— EXERCISE DIRECTIONS —
Pick out each line in these entries that contains the string "search".

START RECORDS PROVIDED

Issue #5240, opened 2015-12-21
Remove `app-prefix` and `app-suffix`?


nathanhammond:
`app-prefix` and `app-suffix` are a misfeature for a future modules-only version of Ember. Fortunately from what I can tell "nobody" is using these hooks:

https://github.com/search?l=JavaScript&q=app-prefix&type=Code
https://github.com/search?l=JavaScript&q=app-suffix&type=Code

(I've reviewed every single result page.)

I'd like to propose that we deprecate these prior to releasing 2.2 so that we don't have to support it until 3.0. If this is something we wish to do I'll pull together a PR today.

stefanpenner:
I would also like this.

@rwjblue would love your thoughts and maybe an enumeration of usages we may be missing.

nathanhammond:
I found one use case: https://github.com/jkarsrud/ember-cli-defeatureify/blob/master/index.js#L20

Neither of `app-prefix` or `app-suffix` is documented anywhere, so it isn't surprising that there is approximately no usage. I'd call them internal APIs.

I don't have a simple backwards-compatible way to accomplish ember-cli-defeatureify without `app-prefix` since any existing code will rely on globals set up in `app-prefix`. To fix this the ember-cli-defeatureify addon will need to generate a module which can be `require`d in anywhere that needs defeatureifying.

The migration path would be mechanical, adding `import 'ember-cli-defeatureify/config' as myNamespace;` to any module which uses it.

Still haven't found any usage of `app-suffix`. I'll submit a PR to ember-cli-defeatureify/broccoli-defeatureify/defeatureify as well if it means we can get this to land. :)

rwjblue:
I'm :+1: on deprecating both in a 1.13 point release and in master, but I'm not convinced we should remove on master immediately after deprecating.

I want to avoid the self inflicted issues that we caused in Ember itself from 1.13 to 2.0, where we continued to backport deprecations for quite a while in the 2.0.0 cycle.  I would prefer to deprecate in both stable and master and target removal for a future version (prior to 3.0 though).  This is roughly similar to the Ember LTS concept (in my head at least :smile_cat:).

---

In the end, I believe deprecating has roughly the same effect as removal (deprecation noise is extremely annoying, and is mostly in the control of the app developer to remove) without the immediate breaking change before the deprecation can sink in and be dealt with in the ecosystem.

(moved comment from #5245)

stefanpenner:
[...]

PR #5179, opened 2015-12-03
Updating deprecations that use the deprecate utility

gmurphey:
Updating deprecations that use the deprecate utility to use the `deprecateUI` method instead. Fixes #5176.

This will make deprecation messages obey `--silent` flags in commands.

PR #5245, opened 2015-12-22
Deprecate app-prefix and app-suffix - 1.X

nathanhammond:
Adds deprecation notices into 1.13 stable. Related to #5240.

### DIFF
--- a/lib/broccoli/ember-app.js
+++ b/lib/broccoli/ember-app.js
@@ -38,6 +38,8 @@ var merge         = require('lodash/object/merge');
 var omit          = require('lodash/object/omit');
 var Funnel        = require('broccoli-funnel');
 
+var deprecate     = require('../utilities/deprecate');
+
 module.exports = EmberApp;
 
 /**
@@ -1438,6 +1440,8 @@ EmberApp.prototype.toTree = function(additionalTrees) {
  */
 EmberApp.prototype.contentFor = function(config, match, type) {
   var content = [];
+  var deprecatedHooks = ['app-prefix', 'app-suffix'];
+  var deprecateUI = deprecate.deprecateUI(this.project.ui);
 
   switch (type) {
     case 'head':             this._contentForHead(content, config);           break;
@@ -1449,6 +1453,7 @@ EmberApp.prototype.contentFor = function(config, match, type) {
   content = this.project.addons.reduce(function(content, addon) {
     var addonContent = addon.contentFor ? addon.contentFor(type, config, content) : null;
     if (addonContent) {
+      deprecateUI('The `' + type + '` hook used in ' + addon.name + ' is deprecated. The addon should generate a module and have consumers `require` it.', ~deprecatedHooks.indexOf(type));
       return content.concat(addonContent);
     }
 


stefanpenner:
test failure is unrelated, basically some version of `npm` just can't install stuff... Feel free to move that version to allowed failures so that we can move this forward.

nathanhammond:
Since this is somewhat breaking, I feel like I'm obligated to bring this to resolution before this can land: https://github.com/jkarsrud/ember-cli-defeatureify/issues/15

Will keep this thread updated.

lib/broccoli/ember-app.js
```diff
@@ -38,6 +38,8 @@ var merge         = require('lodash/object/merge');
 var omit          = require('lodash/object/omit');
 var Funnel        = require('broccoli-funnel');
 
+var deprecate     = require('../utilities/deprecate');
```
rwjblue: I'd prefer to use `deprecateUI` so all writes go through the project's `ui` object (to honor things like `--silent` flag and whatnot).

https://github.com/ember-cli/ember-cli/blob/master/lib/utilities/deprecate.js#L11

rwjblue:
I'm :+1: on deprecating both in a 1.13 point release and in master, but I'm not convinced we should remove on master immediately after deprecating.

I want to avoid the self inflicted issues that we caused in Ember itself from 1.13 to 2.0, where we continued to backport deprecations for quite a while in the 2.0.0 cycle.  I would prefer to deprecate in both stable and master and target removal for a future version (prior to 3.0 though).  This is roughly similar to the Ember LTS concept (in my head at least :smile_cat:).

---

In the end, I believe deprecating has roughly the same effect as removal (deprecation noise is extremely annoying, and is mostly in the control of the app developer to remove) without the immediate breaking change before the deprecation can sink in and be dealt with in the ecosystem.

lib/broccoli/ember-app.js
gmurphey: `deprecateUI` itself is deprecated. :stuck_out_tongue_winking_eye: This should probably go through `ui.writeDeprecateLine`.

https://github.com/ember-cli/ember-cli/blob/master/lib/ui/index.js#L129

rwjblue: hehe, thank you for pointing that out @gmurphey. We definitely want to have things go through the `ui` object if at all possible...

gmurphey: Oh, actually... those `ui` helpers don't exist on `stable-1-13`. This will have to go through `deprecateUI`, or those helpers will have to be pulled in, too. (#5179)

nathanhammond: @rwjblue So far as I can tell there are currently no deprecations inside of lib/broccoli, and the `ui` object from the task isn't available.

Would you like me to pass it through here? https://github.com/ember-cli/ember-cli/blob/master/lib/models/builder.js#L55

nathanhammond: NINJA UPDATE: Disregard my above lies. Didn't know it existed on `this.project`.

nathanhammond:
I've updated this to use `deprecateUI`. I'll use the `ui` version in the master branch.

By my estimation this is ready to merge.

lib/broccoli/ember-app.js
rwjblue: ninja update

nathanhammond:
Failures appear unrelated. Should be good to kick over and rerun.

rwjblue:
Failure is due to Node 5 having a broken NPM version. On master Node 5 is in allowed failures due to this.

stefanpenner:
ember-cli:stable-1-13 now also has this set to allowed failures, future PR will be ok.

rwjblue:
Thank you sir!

END RECORDS PROVIDED
START RECORDS PROVIDED

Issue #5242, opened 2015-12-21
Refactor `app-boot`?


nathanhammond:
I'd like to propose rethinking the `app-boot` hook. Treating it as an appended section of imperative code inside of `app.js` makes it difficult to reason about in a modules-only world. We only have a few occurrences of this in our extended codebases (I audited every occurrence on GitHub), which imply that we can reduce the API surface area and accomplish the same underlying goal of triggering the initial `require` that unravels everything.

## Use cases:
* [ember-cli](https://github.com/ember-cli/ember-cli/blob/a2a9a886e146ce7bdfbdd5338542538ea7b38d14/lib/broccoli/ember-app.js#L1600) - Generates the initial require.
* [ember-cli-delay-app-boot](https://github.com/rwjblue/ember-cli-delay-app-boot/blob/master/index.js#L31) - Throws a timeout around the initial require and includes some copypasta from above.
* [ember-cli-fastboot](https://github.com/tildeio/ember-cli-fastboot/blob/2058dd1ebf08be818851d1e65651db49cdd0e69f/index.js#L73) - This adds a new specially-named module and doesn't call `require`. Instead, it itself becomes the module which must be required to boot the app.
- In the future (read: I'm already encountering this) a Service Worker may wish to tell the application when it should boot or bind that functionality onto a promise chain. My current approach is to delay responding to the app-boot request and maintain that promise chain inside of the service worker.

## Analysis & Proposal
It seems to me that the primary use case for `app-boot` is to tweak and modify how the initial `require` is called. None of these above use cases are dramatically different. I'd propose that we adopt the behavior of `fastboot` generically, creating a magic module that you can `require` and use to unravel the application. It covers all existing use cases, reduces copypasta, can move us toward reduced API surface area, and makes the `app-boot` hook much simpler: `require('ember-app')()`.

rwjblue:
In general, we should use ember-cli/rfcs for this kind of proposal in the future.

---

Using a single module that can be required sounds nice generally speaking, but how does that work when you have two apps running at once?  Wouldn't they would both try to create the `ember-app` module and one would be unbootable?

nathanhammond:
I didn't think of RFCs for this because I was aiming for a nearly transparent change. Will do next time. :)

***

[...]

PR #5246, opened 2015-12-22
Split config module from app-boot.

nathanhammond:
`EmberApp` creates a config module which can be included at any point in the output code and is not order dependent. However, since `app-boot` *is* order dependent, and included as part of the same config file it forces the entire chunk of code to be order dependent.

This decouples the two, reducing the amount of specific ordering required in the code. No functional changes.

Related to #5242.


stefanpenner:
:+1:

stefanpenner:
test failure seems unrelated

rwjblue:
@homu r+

END RECORDS PROVIDED
START RECORDS PROVIDED

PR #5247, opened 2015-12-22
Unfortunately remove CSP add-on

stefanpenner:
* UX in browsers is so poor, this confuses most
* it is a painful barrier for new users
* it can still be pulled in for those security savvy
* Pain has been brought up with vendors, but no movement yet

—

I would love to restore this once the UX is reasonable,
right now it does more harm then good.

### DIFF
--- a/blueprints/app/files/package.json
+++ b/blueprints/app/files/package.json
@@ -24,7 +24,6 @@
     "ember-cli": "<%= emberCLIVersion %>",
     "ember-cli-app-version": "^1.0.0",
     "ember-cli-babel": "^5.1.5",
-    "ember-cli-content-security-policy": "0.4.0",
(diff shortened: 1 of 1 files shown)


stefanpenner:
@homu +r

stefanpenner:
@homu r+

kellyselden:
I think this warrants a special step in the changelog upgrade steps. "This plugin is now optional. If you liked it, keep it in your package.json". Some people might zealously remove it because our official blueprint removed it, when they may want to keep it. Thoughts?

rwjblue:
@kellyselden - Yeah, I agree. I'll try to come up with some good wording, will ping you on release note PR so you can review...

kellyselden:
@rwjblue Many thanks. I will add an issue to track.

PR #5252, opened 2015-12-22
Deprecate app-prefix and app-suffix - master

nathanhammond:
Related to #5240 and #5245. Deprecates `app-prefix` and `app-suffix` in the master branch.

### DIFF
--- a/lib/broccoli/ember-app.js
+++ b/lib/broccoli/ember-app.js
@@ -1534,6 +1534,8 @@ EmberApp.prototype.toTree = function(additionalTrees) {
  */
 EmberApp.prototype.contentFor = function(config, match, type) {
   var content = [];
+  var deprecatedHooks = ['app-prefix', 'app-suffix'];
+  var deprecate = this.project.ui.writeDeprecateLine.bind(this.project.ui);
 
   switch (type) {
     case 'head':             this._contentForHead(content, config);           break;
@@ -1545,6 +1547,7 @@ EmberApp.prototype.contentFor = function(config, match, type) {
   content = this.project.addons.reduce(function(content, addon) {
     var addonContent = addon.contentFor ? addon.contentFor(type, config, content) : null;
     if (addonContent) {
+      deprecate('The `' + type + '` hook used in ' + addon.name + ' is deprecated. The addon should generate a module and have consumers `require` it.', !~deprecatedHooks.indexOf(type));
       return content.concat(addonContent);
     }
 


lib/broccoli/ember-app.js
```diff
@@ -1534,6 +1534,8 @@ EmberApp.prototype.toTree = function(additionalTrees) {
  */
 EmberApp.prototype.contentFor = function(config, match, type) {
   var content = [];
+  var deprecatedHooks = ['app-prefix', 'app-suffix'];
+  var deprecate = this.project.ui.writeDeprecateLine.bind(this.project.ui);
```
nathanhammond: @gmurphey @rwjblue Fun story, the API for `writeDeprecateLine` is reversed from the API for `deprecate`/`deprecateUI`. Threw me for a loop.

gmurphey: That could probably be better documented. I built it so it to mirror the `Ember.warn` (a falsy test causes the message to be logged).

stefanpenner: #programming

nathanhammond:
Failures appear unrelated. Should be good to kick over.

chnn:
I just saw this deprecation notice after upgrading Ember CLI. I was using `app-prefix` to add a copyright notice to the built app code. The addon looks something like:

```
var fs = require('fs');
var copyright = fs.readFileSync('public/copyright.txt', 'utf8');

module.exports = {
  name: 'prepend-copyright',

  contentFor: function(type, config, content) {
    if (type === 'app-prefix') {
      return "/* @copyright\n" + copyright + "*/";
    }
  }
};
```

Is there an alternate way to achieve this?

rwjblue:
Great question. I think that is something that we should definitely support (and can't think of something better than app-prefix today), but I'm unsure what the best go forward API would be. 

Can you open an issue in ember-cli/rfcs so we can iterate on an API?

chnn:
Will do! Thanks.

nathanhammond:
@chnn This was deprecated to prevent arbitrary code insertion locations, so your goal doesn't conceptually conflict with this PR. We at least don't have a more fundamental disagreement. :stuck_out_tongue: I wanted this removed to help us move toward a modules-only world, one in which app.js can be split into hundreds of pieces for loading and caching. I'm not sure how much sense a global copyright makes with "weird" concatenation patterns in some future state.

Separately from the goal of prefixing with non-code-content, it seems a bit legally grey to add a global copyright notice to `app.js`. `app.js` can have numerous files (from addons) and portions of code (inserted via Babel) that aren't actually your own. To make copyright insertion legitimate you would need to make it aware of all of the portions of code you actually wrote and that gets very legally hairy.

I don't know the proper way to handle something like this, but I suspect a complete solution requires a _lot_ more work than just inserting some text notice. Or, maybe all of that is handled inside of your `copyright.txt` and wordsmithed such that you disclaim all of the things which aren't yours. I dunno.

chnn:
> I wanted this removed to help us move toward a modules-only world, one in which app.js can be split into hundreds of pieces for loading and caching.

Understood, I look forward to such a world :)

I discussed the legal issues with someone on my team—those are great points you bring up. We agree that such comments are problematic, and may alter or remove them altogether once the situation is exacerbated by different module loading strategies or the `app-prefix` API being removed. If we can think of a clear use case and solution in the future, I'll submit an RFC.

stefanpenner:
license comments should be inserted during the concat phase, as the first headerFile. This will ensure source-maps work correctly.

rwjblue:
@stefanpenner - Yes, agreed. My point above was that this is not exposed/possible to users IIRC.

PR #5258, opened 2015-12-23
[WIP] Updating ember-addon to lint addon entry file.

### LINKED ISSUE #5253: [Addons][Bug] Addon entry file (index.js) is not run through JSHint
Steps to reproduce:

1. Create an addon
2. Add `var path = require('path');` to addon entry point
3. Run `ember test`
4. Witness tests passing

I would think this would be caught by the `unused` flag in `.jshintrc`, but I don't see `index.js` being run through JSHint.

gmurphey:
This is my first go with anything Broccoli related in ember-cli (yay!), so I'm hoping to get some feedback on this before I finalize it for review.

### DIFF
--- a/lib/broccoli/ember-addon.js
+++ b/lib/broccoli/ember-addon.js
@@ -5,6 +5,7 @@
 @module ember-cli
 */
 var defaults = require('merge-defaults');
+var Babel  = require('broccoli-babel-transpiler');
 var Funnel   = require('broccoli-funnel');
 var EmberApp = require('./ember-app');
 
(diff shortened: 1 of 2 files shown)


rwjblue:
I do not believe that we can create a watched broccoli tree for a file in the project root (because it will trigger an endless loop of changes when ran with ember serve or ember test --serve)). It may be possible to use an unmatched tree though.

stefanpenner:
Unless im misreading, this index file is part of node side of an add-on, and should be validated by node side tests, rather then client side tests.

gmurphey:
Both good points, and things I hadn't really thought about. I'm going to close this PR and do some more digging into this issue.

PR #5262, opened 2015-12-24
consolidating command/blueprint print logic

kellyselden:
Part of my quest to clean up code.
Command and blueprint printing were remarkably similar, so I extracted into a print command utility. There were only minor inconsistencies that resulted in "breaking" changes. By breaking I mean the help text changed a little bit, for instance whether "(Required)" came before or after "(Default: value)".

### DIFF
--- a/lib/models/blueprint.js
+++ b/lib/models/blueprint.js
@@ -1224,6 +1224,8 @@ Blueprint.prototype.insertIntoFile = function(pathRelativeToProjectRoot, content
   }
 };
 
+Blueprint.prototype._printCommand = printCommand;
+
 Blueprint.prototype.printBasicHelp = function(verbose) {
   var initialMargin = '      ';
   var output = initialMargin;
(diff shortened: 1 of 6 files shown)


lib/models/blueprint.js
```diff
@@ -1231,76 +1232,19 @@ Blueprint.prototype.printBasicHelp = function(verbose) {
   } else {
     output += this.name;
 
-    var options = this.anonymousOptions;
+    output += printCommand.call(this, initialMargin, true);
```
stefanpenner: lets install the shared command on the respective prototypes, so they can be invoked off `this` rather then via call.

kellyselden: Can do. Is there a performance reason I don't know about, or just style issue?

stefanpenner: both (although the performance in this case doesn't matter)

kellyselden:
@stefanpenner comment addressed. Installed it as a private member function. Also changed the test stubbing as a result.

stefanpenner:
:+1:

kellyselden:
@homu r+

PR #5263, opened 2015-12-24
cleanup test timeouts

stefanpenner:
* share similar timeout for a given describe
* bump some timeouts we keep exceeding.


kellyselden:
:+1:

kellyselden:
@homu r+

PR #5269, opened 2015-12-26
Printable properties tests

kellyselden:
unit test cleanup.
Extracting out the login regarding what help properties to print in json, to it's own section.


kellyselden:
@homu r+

END RECORDS PROVIDED

— ANSWER FOR THE TASK —
https://github.com/search?l=JavaScript&q=app-prefix&type=Code
https://github.com/search?l=JavaScript&q=app-suffix&type=Code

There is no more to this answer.